Outside sickbay, he thought he saw Meralez in the passageway ahead, and he took the one to the left, that went back to the mess, not that he was hungry. Most times, he would have been glad to see Meralez.

Not this time.

IX.

Major Delles surveyed the techs seated at the tables in the mess. This time, more than ten chairs were empty. One would have belonged to Suares, another to Vielho… and Chihouly. Too many names for one lousy obsolete power plant.

Meralez had seated herself at one end of the single long table, with Castaneda on the other side.

DeJahn hadn’t tried to get close on the other side. He’d just taken the last seat near the bulkhead table.

“This is the big push.” Delles smiled enthusiastically. “What we have planned here will upset the Seasies’ economy for a decade or more, not to mention crippling their efforts to match us in biowar capabilities. What we’re doing is just a small part of an overall coordinated program…”

An overallcoordinated program? More like another frigged-up mess where nothing would go like planned, and a whole bunch of techs would get dis-shock or brain-fried.

“…it’s taken some time to identify the critical targets, and not all of them are obvious, but all are critical to the sectoral economy…”

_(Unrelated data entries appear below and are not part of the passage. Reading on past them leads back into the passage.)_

PR #1146, opened 2019-08-15
Readded the ability to delete a cluster before it's finished creating

### LINKED ISSUE #1069: cannot delete cluster that is still being created
```
$ ./eksctl create cluster 
[ℹ]  using region us-west-2
[ℹ]  setting availability zones to [us-west-2d us-west-2c us-west-2a]
[ℹ]  subnets for us-west-2d - public:192.168.0.0/19 private:192.168.96.0/19
[ℹ]  subnets for us-west-2c - public:192.168.32.0/19 private:192.168.128.0/19
[ℹ]  subnets for us-west-2a - public:192.168.64.0/19 private:192.168.160.0/19
[ℹ]  nodegroup "ng-535bb482" will use "ami-03a55127c613349a7" [AmazonLinux2/1.13]
[ℹ]  using Kubernetes version 1.13
[ℹ]  creating EKS cluster "attractive-unicorn-1564408795" in "us-west-2" region
[ℹ]  will create 2 separate CloudFormation stacks for cluster itself and the initial nodegroup
[ℹ]  if you encounter any issues, check CloudFormation console or try 'eksctl utils describe-stacks --region=us-west-2 --name=attractive-unicorn-1564408795'
[ℹ]  3 sequential tasks: { create cluster control plane "attractive-unicorn-1564408795", create nodegroup "ng-535bb482", 1 task: { (skip) update CloudWatch logging configurtaion } }
[ℹ]  building cluster stack "eksctl-attractive-unicorn-1564408795-cluster"
[ℹ]  deploying stack "eksctl-attractive-unicorn-1564408795-cluster"
^C
$ ./eksctl delete cluster attractive-unicorn-1564408795
[ℹ]  using region us-west-2
[ℹ]  deleting EKS cluster "attractive-unicorn-1564408795"
[✖]  status of cluster "attractive-unicorn-1564408795" is "CREATING", has to be "ACTIVE"
$
```

This was introduced in #1010. 

Main use-case is that one must be able to interrupt `eksctl create cluster` and delete it right away, which was possible before #1010.

The error is due to that we can only construct a Kubernetes client once cluster status is `ACTIVE`.

https://github.com/weaveworks/eksctl/blob/92cbf446b6168f834098e9c8a9f50eaf0bfe06ab/pkg/ctl/delete/cluster.go#L111-L113

https://github.com/weaveworks/eksctl/blob/9fde2b994c59d523a1a5d4ec8bc9d047af9f81a9/pkg/eks/eks.go#L50-L56

D3nn:
### Description

A previous PR (#1010) made it a prerequisite that an EKS cluster must
be in an ACTIVE state before `eksctl delete cluster` would be able to
delete the cluster.  This was done to find all the ELBs that were
created due to services in the cluster.  However, if a cluster isn't
created, there can be no ELBs created for the cluster, so this
PR removes that restriction and adds some integration tests for
this use case.

Resolves #1069

## Checklist

- [x] Manually tested

### DIFF
--- a/integration/common_test.go
+++ b/integration/common_test.go
@@ -42,9 +42,7 @@ func eksctl(args ...string) *gexec.Session {
 	command.Env = append(command.Env, "EKSCTL_EXPERIMENTAL=true")
 	fmt.Fprintf(GinkgoWriter, "calling %q with %s and %v\n", eksctlPath, "EKSCTL_EXPERIMENTAL=true", args)
 	session, err := gexec.Start(command, GinkgoWriter, GinkgoWriter)
-	if err != nil {
-		Fail(fmt.Sprintf("error starting process: %v\n", err), 1)
-	}
+	Expect(err).To(BeNil())
 
 	t := time.Minute
 	switch args[0] {
@@ -65,25 +63,23 @@ func eksctl(args ...string) *gexec.Session {
 
 func eksctlSuccess(args ...string) *gexec.Session {
 	session := eksctl(args...)
-	Expect(session.ExitCode()).To(Equal(0))
+	Expect(session.ExitCode()).To(BeZero())
 	return session
 }
 
 func eksctlFail(args ...string) *gexec.Session {
 	session := eksctl(args...)
-	Expect(session.ExitCode()).To(Not(Equal(0)))
+	Expect(session.ExitCode()).ToNot(BeZero())
 	return session
 }
 
-//eksctlStart starts running an eksctl command, waits 45 seconds, but doesn't wait for it to finish the command
-//This is primarily so that we can run eksctl create ... and then subsequently call eksctl delete on the same cluster.
-func eksctlStart(args ...string) error {
-	cmd := exec.Command(eksctlPath, args...)
+//eksctlStart starts running an eksctl command but doesn't wait for it to finish the command
+//This is primarily so that we can run eksctl create and then subsequently call eksctl delete
+//on the same cluster, but might be useful for other test scenarios as well.
+func eksctlStart(args ...string) (err error) {
 	fmt.Fprintf(GinkgoWriter, "calling %q with %v\n", eksctlPath, args)
-	err := cmd.Start()
-	if err != nil {
-		return err
-	}
-	time.Sleep(45 * time.Second)
-	return nil
+	cmd := exec.Command(eksctlPath, args...)
+	err = cmd.Start()
+	Expect(err).To(BeNil())
+	return
 }
--- a/integration/common_test.go
+++ b/integration/common_test.go
@@ -76,10 +76,9 @@ func eksctlFail(args ...string) *gexec.Session {
 //eksctlStart starts running an eksctl command but doesn't wait for it to finish the command
 //This is primarily so that we can run eksctl create and then subsequently call eksctl delete
 //on the same cluster, but might be useful for other test scenarios as well.
-func eksctlStart(args ...string) (err error) {
+func eksctlStart(args ...string) {
 	fmt.Fprintf(GinkgoWriter, "calling %q with %v\n", eksctlPath, args)
 	cmd := exec.Command(eksctlPath, args...)
-	err = cmd.Start()
+	err := cmd.Start()
 	Expect(err).To(BeNil())
-	return
 }
--- a/integration/common_test.go
+++ b/integration/common_test.go
@@ -74,3 +74,16 @@ func eksctlFail(args ...string) *gexec.Session {
 	Expect(session.ExitCode()).To(Not(Equal(0)))
 	return session
 }
+
+//eksctlStart starts running an eksctl command, waits 45 seconds, but doesn't wait for it to finish the command
+//This is primarily so that we can run eksctl create ... and then subsequently call eksctl delete on the same cluster.
+func eksctlStart(args ...string) error {
+	cmd := exec.Command(eksctlPath, args...)
+	fmt.Fprintf(GinkgoWriter, "calling %q with %v\n", eksctlPath, args)
+	err := cmd.Start()
+	if err != nil {
+		return err
+	}
+	time.Sleep(45 * time.Second)
+	return nil
+}
--- a/integration/createdeletebeforeactive_test.go
+++ b/integration/createdeletebeforeactive_test.go
@@ -1,0 +1,83 @@
+// +build integration
+
+package integration_test
+
+import (
+	"fmt"
+
+	awseks "github.com/aws/aws-sdk-go/service/eks"
+	. "github.com/onsi/ginkgo"
+	. "github.com/onsi/gomega"
+
+	"github.com/weaveworks/eksctl/pkg/ctl/cmdutils"
+	"github.com/weaveworks/eksctl/pkg/testutils/aws"
+	. "github.com/weaveworks/eksctl/pkg/testutils/matchers"
+)
+
+var _ = Describe("(Integration) Create & Delete before Active", func() {
+	const (
+		initNG = "ng-0"
+		testNG = "ng-1"
+	)
+
+	Describe("when creating a cluster with 1 node", func() {
+		var clName string
+		Context("for deleting a creating cluster", func() {
+			It("should run eksctl and not wait for it to finish", func() {
+
+				fmt.Fprintf(GinkgoWriter, "Using kubeconfig: %s\n", kubeconfigPath)
+
+				if clName == "" {
+					clName = cmdutils.ClusterName("", "") + "-delb4active"
+				}
+
+				eksctlStart("create", "cluster",
+					"--verbose", "4",
+					"--name", clName,
+					"--tags", "alpha.eksctl.io/description=eksctl delete before active test",
+					"--nodegroup-name", initNG,
+					"--node-labels", "ng-name="+initNG,
+					"--node-type", "t2.medium",
+					"--nodes", "1",
+					"--region", region,
+					"--version", version,
+				)
+			})
+		})
+
+		Context("when deleting the (creating) cluster", func() {
+
+			It("should not return an error", func() {
+
+				eksctlSuccess("delete", "cluster",
+					"--verbose", "4",
+					"--name", clName,
+					"--region", region,
+					"--wait",
+				)
+			})
+
+			It("and should have deleted the EKS cluster and both CloudFormation stacks", func() {
+
+				awsSession := aws.NewSession(region)
+
+				Expect(awsSession).ToNot(HaveExistingCluster(clName, awseks.ClusterStatusActive, version))
+
+				Expect(awsSession).ToNot(HaveExistingStack(fmt.Sprintf("eksctl-%s-cluster", clName)))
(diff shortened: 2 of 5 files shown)


integration/common_test.go
```diff
@@ -71,3 +71,16 @@ func eksctlFail(args ...string) *gexec.Session {
...
+//eksctlStart starts running an eksctl command, waits 45 seconds, but doesn't wait for it to finish the command
+//This is primarily so that we can run eksctl create ... and then subsequently call eksctl delete on the same cluster.
+func eksctlStart(args ...string) error {
+	cmd := exec.Command(eksctlPath, args...)
+	fmt.Fprintf(GinkgoWriter, "calling %q with %v\n", eksctlPath, args)
+	err := cmd.Start()
+	if err != nil {
+		return err
+	}
+	time.Sleep(45 * time.Second)
```
rndstr: for this function to be usable by other tests I would move that Sleep to the caller

integration/createdeletebeforeactive_test.go
```diff
@@ -0,0 +1,83 @@
...
+var _ = Describe("(Integration) Create & Delete before Active", func() {
+	const (
+		initNG = "ng-0"
+		testNG = "ng-1"
+	)
+
+	Describe("when creating a cluster with 1 node", func() {
+		var clName string
+		Context("for deleting a creating cluster", func() {
+			It("should run eksctl and not wait for it to finish", func() {
```
rndstr: i don't see any assertions, should this be in an initialization block instead? (I'm not familiar with ginkgo enough to know where to put that)

integration/createdeletebeforeactive_test.go
```diff
@@ -0,0 +1,83 @@
...
+
+	"github.com/weaveworks/eksctl/pkg/ctl/cmdutils"
+	"github.com/weaveworks/eksctl/pkg/testutils/aws"
+	. "github.com/weaveworks/eksctl/pkg/testutils/matchers"
+)
+
+var _ = Describe("(Integration) Create & Delete before Active", func() {
+	const (
+		initNG = "ng-0"
+		testNG = "ng-1"
```
rndstr: unused?

integration/createdeletebeforeactive_test.go
```diff
@@ -0,0 +1,83 @@
...
+	)
+
+	Describe("when creating a cluster with 1 node", func() {
+		var clName string
```
rndstr: you probably want to initalize this with `clName := clusterName` (rhs being the global config option). maybe a better variable name is `deleteClusterName := clusterName`

integration/createdeletebeforeactive_test.go
```diff
@@ -0,0 +1,83 @@
...
+
+				Expect(awsSession).ToNot(HaveExistingStack(fmt.Sprintf("eksctl-%s-cluster", clName)))
+				Expect(awsSession).ToNot(HaveExistingStack(fmt.Sprintf("eksctl-%s-nodegroup-ng-%d", clName, 0)))
+			})
+		})
+
+		Context("when trying to delete the cluster again", func() {
+
+			It("should return an a non-zero exit code", func() {
+
```
rndstr: nit: lots of blank lines above

pkg/eks/eks.go
```diff
@@ -33,6 +33,7 @@ func (c *ClusterProvider) DescribeControlPlane(cl *api.ClusterMeta) (*awseks.Clu
 }
 
 // DescribeControlPlaneMustBeActive describes the cluster control plane and checks if status is active
+// If status isn't active and error will be returned unless strict is set to false.
```
rndstr:
```suggestion
// If status isn't active an error will be returned unless strict is set to false.
```

pkg/eks/eks.go
```diff
@@ -56,6 +57,7 @@ func (c *ClusterProvider) RefreshClusterConfig(spec *api.ClusterConfig) error {
 	if err != nil {
 		return err
 	}
+
```
rndstr: nit: extra blank line

integration/createdeletebeforeactive_test.go
```diff
@@ -0,0 +1,83 @@
...
+					"--region", region,
+					"--wait",
+				)
+			})
+
+			It("and should have deleted the EKS cluster and both CloudFormation stacks", func() {
+
+				awsSession := aws.NewSession(region)
+
+				Expect(awsSession).ToNot(HaveExistingCluster(clName, awseks.ClusterStatusActive, version))
```
rndstr: this doesn't fail if I comment out the deletion above

integration/createdeletebeforeactive_test.go
```diff
@@ -0,0 +1,83 @@
...
+
+				Expect(awsSession).ToNot(HaveExistingStack(fmt.Sprintf("eksctl-%s-cluster", clName)))
+				Expect(awsSession).ToNot(HaveExistingStack(fmt.Sprintf("eksctl-%s-nodegroup-ng-%d", clName, 0)))
```
rndstr: shouldn't this technically be `fmt.Sprintf("eksctl-%s-nodegroup-%s", clName, initNG)`? are there methods we can re-use to build that string that eksctl uses itself?

pkg/ctl/delete/cluster.go
```diff
@@ -108,19 +108,18 @@ func doDeleteCluster(cmd *cmdutils.Cmd) error {
 	{
 
 		logger.Info("cleaning up LoadBalancer services")
```
rndstr: i'd move that log message inside the block

integration/createdeletebeforeactive_test.go
```diff
@@ -0,0 +1,83 @@
...
+		initNG = "ng-0"
+		testNG = "ng-1"
+	)
+
+	Describe("when creating a cluster with 1 node", func() {
+		var clName string
+		Context("for deleting a creating cluster", func() {
+			It("should run eksctl and not wait for it to finish", func() {
+
+				fmt.Fprintf(GinkgoWriter, "Using kubeconfig: %s\n", kubeconfigPath)
```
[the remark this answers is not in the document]
D3nn: I'm assuming you're referring to wrapping the eksclStart in a test case with no assertions.  If so, the main reason _I_ did it was so the test output is more explicit about what the test suite is doing.

integration/createdeletebeforeactive_test.go
D3nn: My primary purpose of updating the name is that it makes it much easier to distinguish in output (and in the AWS console) the clusters from this test vs. the clusters from creategetdelete_test.go.  It was time-consuming to navigate in the web console and figure out which clusters were being managed by which test case.

integration/createdeletebeforeactive_test.go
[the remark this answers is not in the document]
rndstr: the comment is about printing the kubeconfig

integration/createdeletebeforeactive_test.go
rndstr: i don't mean use the same name but re-using it as a prefix.

so instead of
```
cmdutils.ClusterName("", "") + "-delb4active"
```
use
```
clusterName + "-delb4active"
```
(that needs changes on various lines considering `clusterName` could be empty)

integration/createdeletebeforeactive_test.go
D3nn: There is a method in pkg/cfn/manager/nodegroup.go:
```
func (c *StackCollection) makeNodeGroupStackName(name string) string {
	return fmt.Sprintf("eksctl-%s-nodegroup-%s", c.spec.Metadata.Name, name)
}
```
As you can see, it's not an exported outside of its package.  Essentially though it is 'eksctl-<clusterName>-nodegroup-<nodegroup name>, so in this case, the issue with the test is that we're generating "eksctl-<clustername>-nodegroup-ng-ng-0".  It was never going to match an existing nodegroup!

rndstr: I don't think so, the test builds the right string

D3nn:
> Looks good :) I think roli has some good points. Once those are fixed it should be good to go. Have you seen if there are tests for the ELB case? Or have you manually tested that that part still works ok?

Thanks, @martina-if.  I opted to test the case where we needed to clean up (delete) the ELBs manually.

integration/createdeletebeforeactive_test.go
D3nn: changed the name `clName` to `delb4activeName`.

pkg/ctl/delete/cluster.go
D3nn: Done.

integration/createdeletebeforeactive_test.go
D3nn: I re-worked this.  The check for an error happens within the helper function `eksctlStart`.

integration/common_test.go
D3nn: Removed sleep altogether in favor of Eventually assertions.

integration/createdeletebeforeactive_test.go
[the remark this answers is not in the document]
D3nn: Removed.

integration/createdeletebeforeactive_test.go
D3nn: It should now that we properly wait until the cluster shows up as "creating" before subsequently deleting it.

integration/createdeletebeforeactive_test.go
```diff
@@ -0,0 +1,87 @@
...
+	. "github.com/onsi/ginkgo"
+	. "github.com/onsi/gomega"
+
+	"github.com/weaveworks/eksctl/pkg/ctl/cmdutils"
+	"github.com/weaveworks/eksctl/pkg/testutils/aws"
+	. "github.com/weaveworks/eksctl/pkg/testutils/matchers"
+)
+
+const (
+	POLLINTERVAL = 15   //seconds
```
rndstr: convention for Go constants is camel case

integration/common_test.go
```diff
@@ -65,12 +63,23 @@ func eksctl(args ...string) *gexec.Session {
...
 	session := eksctl(args...)
-	Expect(session.ExitCode()).To(Not(Equal(0)))
+	Expect(session.ExitCode()).ToNot(BeZero())
 	return session
 }
+
+//eksctlStart starts running an eksctl command but doesn't wait for it to finish the command
+//This is primarily so that we can run eksctl create and then subsequently call eksctl delete
+//on the same cluster, but might be useful for other test scenarios as well.
+func eksctlStart(args ...string) (err error) {
```
rndstr: can remove return value since we assert it to be `nil`

integration/createdeletebeforeactive_test.go
D3nn: I have verified this by commenting out the deletion code and validating that the test fails.

integration/common_test.go
D3nn: done.

integration/createdeletebeforeactive_test.go
D3nn: switched to camelCase

PR #1148, opened 2019-08-15
Add integration tests for `eksctl install flux`

### LINKED ISSUE #1078: Add integration test for eksctl install flux
**What should be changed?**

There are currently no integration tests for the experimental command `eksctl install flux`.
We should add some to get all the usual benefits of testing (ensure this feature always works, to catch regressions early, to be able to refactor with confidence, etc.)

marccarre:
### Description

Fixes #1078.

### Checklist

- [x] ~Added/modified documentation as required (such as the `README.md`, and `examples` directory)~
- [x] Manually tested.


marccarre:
Passing when running any of the below:
1) Full integration tests, containerised, on a new cluster:
```console
make integration-test-container TEST_V=1 AWS_PROFILE="default-mfa"
```
2) Full integration tests, containerised, on an existing cluster:
```console
make integration-test-container TEST_V=1 AWS_PROFILE="default-mfa" INTEGRATION_TEST_ARGS="-eksctl.region=ap-northeast-1 -eksctl.cluster=autoscaler -eksctl.create=false -eksctl.delete=false"
```
3) Full integration tests, non-containerised:
```
make integration-test-dev TEST_CLUSTER=autoscaler AWS_PROFILE="default-mfa"
```
---- 
```
Cloning into '/tmp/eksctl-install-flux-test-clone-406850672'...
Switched to a new branch 'oy6vn78r'
remote: 
remote: Create a pull request for 'oy6vn78r' on GitHub by visiting:        
remote:      https://github.com/eksctl-bot/my-gitops-repo/pull/new/oy6vn78r        
remote: 
To github.com:eksctl-bot/my-gitops-repo.git
 * [new branch]      oy6vn78r -> oy6vn78r
Cloning into '/tmp/eksctl-install-flux-test-branch-073885455'...
Cloning into '/tmp/eksctl-install-flux-test-branch-481368354'...
To github.com:eksctl-bot/my-gitops-repo.git
 - [deleted]         oy6vn78r
• [SLOW TEST:40.597 seconds]
(Integration) Create, Get, Scale & Delete
/src/integration/creategetdelete_test.go:22
  when creating a cluster with 1 node
  /src/integration/creategetdelete_test.go:47
    and configuring Flux for GitOps
    /src/integration/creategetdelete_test.go:111
      should not return an error
      /src/integration/creategetdelete_test.go:112
```
Note that a new SSH key is required to run these tests.
As per the `CONTRIBUTING.md`'s instructions.

integration/common_test.go
```diff
@@ -36,16 +36,21 @@ func newKubeTest() (*harness.Test, error) {
 	return test, nil
 }
 
-func eksctl(args ...string) *gexec.Session {
-	command := exec.Command(eksctlPath, args...)
-	command.Env = os.Environ()
-	command.Env = append(command.Env, "EKSCTL_EXPERIMENTAL=true")
-	fmt.Fprintf(GinkgoWriter, "calling %q with %s and %v\n", eksctlPath, "EKSCTL_EXPERIMENTAL=true", args)
+type params struct {
```
errordeveloper: Why is this an unexported struct with exported fields?

integration/common_test.go
```diff
@@ -63,12 +68,17 @@ func eksctl(args ...string) *gexec.Session {
 
 func eksctlSuccess(args ...string) *gexec.Session {
 	session := eksctl(args...)
+	return eksctlSuccessWith(params{Args: args})
+}
+
+func eksctlSuccessWith(params params) *gexec.Session {
```
errordeveloper: I know this is what we are doing right now, but there is fairly major issue with functions like this in ginkgo....

When the assertions fail, you get a trace, but the trace leads to function definition and not the call site. We should start using matchers, and I've started working on that. I about to open a PR that changes `eksctlSuccess` to a matcher (the syntax will be something like `Expect(cmd).To(RunSuccessfully())`). Just FYI.

I'll take what you did here into account make sure it's possible to set custom environment variables.

pkg/utils/random/string.go
```diff
@@ -0,0 +1,24 @@
+package random
```
errordeveloper: We have a couple of random name generator in `pkg/ctl/cmdutils/namers.go` already.

integration/creategetdelete_test.go
```diff
@@ -109,6 +121,34 @@ var _ = Describe("(Integration) Create, Get, Scale & Delete", func() {
 			})
 		})
 
+		Context("and configuring Flux for GitOps", func() {
+			It("should not return an error", func() {
+				// Use a random branch to ensure test runs don't step on each others.
+				branch := random.String(8)
```
errordeveloper: I'd just import `github.com/kubicorn/kubicorn/pkg/namer` and call `namer.RandomName()`, we use it in `pkg/ctl/cmdutils/namers.go` already, but here it'd be fine to just import and call it directly.

pkg/git/git_test.go
```diff
@@ -80,6 +86,14 @@ var _ = Describe("GitClient", func() {
 
 		Expect(fakeExecutor.Calls[1].Arguments[0]).To(Equal("git"))
 		Expect(fakeExecutor.Calls[1].Arguments[2]).To(
+			Equal([]string{"config", "user.email", "test-user@example.com"}))
+
+		Expect(fakeExecutor.Calls[2].Arguments[0]).To(Equal("git"))
+		Expect(fakeExecutor.Calls[2].Arguments[2]).To(
+			Equal([]string{"config", "user.name", "test-user"}))
+
+		Expect(fakeExecutor.Calls[3].Arguments[0]).To(Equal("git"))
```
errordeveloper: I was looking at gomega docs a little more lately, and spotted this: https://godoc.org/github.com/onsi/gomega#ConsistOf

```Go
Expect(fakeExecutor.Calls[2].Arguments).To(ConsistOf("git", "<what's here?>", "commit", "-m", "test commit", "--author=test-user <test-user@example.com>"))
```

Perhaps also would be nice to make this table-driven...

pkg/git/git_test.go
```diff
@@ -80,6 +86,14 @@ var _ = Describe("GitClient", func() {
...
+		Expect(fakeExecutor.Calls[3].Arguments[2]).To(
```
errordeveloper: I was looking at gomega docs a little more lately, and spotted this: https://godoc.org/github.com/onsi/gomega#ConsistOf

```Go
Expect(fakeExecutor.Calls[3].Arguments[2]).To(ConsistOf("commit", "-m", "test commit", "--author=test-user <test-user@example.com>"))
```

Perhaps also would be nice to make this table-driven...

pkg/git/executor/executor.go
```diff
@@ -14,15 +15,17 @@ type Executor interface {
 
 // ShellExecutor an executor that shells out to run commands
 type ShellExecutor struct {
-	parentCtx context.Context
-	timeout   time.Duration
+	parentCtx         context.Context
+	timeout           time.Duration
+	privateSSHKeyPath string
```
martina-if: I think this executor, even though today it is only used for git, it could be reused for command (like for kubectl or anything else we need to shell out to in the future). So perhaps this field instead of being specific for the ssh key it could be something like environment variables. What do you think?

pkg/utils/random/string.go
```diff
@@ -0,0 +1,24 @@
...
+
+const charBytes = "abcdefghijklmnopqrstuvwxyz0123456789"
+
+func init() {
+	rand.Seed(time.Now().UTC().UnixNano())
+}
+
+// String returns a random alphanumerical string of length n.
+func String(n int) string {
+	if n < 0 {
```
martina-if: `if n <= 0` ?

integration/common_test.go
marccarre: No specific reason, what would you suggest instead?

integration/common_test.go
marccarre: Good to know, and yes, this (among other things) makes it pretty difficult to debug integration tests at the moment.

integration/creategetdelete_test.go
marccarre: Thanks. Done.

pkg/utils/random/string.go
marccarre: Thanks. Resolved this in latest version of this PR.

integration/flux_utils_test.go
```diff
@@ -0,0 +1,539 @@
...
+	return cloneDir, nil
+}
+
+func deleteBranch(branch, cloneDir string) error {
+	defer os.RemoveAll(cloneDir)
+	return gitWith(gitParams{Args: []string{"push", "origin", "--delete", branch}, Dir: cloneDir, Env: gitSSHCommand()})
+}
+
+func getBranch(branch string) (string, error) {
+	cloneDir, err := ioutil.TempDir(os.TempDir(), "eksctl-install-flux-test-branch-")
```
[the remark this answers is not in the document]
marccarre: I haven't noticed any slowness at this level, no.

pkg/utils/random/string.go
marccarre: Sure, why not.
I was test-driving this with, among others:
```go
	assert.Equal(t, "", String(-1))
	assert.Equal(t, "", String(0))
```
and allocation was failing only for negative values iirc, hence I didn't go for `n <= 0`.
But this whole utility function is gone anyway, now, so we don't even have that problem anymore 🙂

pkg/git/executor/executor.go
marccarre: I'd rather stay specific for now, but good to keep this in mind if it grows, yep 👍

pkg/git/git_test.go
martina-if: I think `ConsistsOf()` is nice when you need to check two arrays contain the same elements in any order. In this case I would say we also care about the order so I would keep the `Equal()`.

pkg/git/executor/executor.go
martina-if: Let's fix it in another PR. There are also some git parameters grouping to be done

marccarre: Sure, I'll open a follow-up PR _soonishly_ then 👍

pkg/git/git_test.go
marccarre: +1

marccarre: +1

pkg/git/executor/executor.go
marccarre: Follow-up PR: https://github.com/weaveworks/eksctl/pull/1168

marccarre: Follow-up PR: https://github.com/weaveworks/eksctl/pull/1168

Just tell us what they are, thought deJahn. Skip the enthuse shit.

“…Lumut is critical to the development of the next wave of warm-water bioconversion systems

…Targets will be the power systems, the membrane formulation complex, all comm links, and the potable water system, as well as all humint armed units…”

Turn the place into a wasteland, just like they did with Cascadia Coast… and make sure no one’s left who can explain what happened. Margot had been in Cascadia, just visiting. And deJahn had applied for spec-ops the next week.

“…all the biounits are in place and registering green…”

As if you’d tell us about those that aren’t.

“…We’ll be using the main pod for the heavies, and two and three for the aux bio-units. Here are the pod assignments.”